[219]. See Bernays, Theophrastos’ Schrift über Frömmigkeit. Porphyry’s tract, Περὶ ἀποχῆς ἐμψύχων, was doubtless saved from the general destruction of his writings by its conformity to the ascetic tendencies of the age. Even St. Jerome made constant use of it in his polemic against Iovianus, though he is careful not to mention Porphyry’s name (Theophr. Schr. n. 2). The tract is addressed to Castricius Firmus, the disciple and friend of Plotinos, who had fallen away from the strict vegetarianism of the Pythagoreans.

[220]. The passage occurs De Abst. p. 58, 25 Nauck: ἱστοροῦσι δέ τινες καὶ αὐτοὺς ἅπτεσθαι τῶν ἐμψύχων τοὺς Πυθαγορείους, ὅτε θύοιεν θεοῖς. The part of the work from which this is taken comes from one Clodius, on whom see Bernay, Theophr. Schr. p. 11. He was probably the rhetorician Sextus Clodius, and a contemporary of Cicero. Bernays has shown that he made use of the work of Herakleides of Pontos (ib. n. 19). On “mystic sacrifice” generally, see Robertson Smith, Rel. Sem. i. p. 276.

[221]. Porphyry (V. Pyth. c 15) has preserved a tradition to the effect that Pythagoras recommended a flesh diet for athletes (Milo?). This story must have originated at the same time as those related by Aristoxenos, and in a similar way. In fact, Bernays has shown that it comes from Herakleides of Pontos (Theophr. Schr. n. 8). Iamblichos (V. Pyth. 5. 25) and others (Diog. viii. 13, 47) got out of this by supposing it referred to a gymnast of the same name.

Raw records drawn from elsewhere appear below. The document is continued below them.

PR #236, opened 2025-11-20
Add bitmap type to vsc

mnutt:
I'm not sure why I didn't add Bitmap when originally opening the VSC pull request, but here it is.

I am defaulting `#[bitmap]` type to use `bitmap` format; if that's an issue I can leave it defaulted to `integer` like the others.

### DIFF
--- a/varnish-macros/src/metrics.rs
+++ b/varnish-macros/src/metrics.rs
@@ -81,12 +81,11 @@ impl FromStr for Format {
     fn from_str(s: &str) -> Result<Self, Self::Err> {
         match s {
             "integer" => Ok(Format::Integer),
-            "bitmap" => Ok(Format::Bitmap),
             "duration" => Ok(Format::Duration),
             "bytes" => Ok(Format::Bytes),
             _ => Err(format!(
                 // TODO: can s come from an untrusted source? If so, we should not include it
-                "Invalid format value '{s}'. Must be one of: integer, bitmap, duration, bytes"
+                "Invalid format value '{s}'. Must be one of: integer, duration, bytes"
             )),
         }
     }


varnish/tests/pass/metrics.rs
```diff
@@ -19,4 +19,12 @@ pub struct VariousStats {
     /// A more detailed description than the above oneliner could go here.
     #[gauge(level = "debug", format = "bytes")]
     memory: AtomicU64,
+
+    /// Some arbitrary bitmap
+    #[bitmap]
+    flags: AtomicU64,
+
+    /// A bitmap with integer format override
+    #[bitmap(format = "integer")]
```
gquintard: I think the format should even be valid here?

varnish-macros/src/metrics.rs
```diff
@@ -198,16 +199,19 @@ fn generate_metrics(fields: &FieldList) -> ProcResult<BTreeMap<String, VscMetric
...
-            panic!("Field {name} must have either #[counter] or #[gauge] attribute")
+        let has_bitmap = has_attr(&field.attrs, "bitmap");
+        let metric_type = match (has_counter, has_gauge, has_bitmap) {
+            (true, false, false) => MetricType::Counter,
+            (false, true, false) => MetricType::Gauge,
+            (false, false, true) => MetricType::Bitmap,
+            (false, false, false) => {
+                // FIXME: use errors collection
+                panic!("Field {name} must have either #[counter], #[gauge], or #[bitmap] attribute")
+            }
```
gquintard: this feels a be silly, but I don't think there's a more elegant way

gquintard (changes requested):
this looks good to me (I'd love to get your advice @nyurik though). I just have a couple of comments and I will need some tests in `vmod-test` just to make sure we can access the data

We see here very distinctly how the Neoplatonists for their own ends endeavoured to go back to the original form of the Pythagorean legend, and to explain away the fourth century reconstruction.

[222]. For these see Diels, Vors. pp. 282 sqq.

[223]. There is an excellent collection of Ἀκούσματα καὶ σύμβολα in Diels, Vors. pp. 279 sqq., where the authorities will be found. It is impossible to discuss these in detail here, but students of folklore will see at once to what order of ideas they belong.

[224]. Herakl. fr. [17] (R. P. 31 a). The word ἱστορίη is in itself quite general. What it chiefly means here we see from a valuable notice preserved by Iamblichos, V. Pyth. 89, ἐκαλεῖτο δὲ ἡ γεωμετρία πρὸς Πυθαγόρου ἱστορία. Tannery’s interpretation of this statement is based on a misunderstanding, and need not be discussed here.

[225]. Herod. iv. 95.

[226]. Arist. Περὶ τῶν Πυθαγορείων, fr. 186, 1510 a 39, Πυθαγόρας Μνησάρχου υἱὸς τὸ μὲν πρῶτον διεπονεῖτο περὶ τὰ μαθήματα καὶ τοὺς ἀριθμούς, ὕστερον δέ ποτε καὶ τῆς Φερεκύδου τερατοποιΐας οὐκ ἀπέστη.

[227]. Its immediate source is to be found in Plato, Laws, 790 d 2 sqq., where the Korybantic rites are adduced as an instance. For a full account see Rohde, Psyche, p. 336, n. 2.

[228]. Plato gives this as the Pythagorean view in Phd. 62 b, for the interpretation of which cf. Espinas in Arch. viii. pp. 449 sqq. Plato distinctly implies that it was not merely the theory of Philolaos, but something older.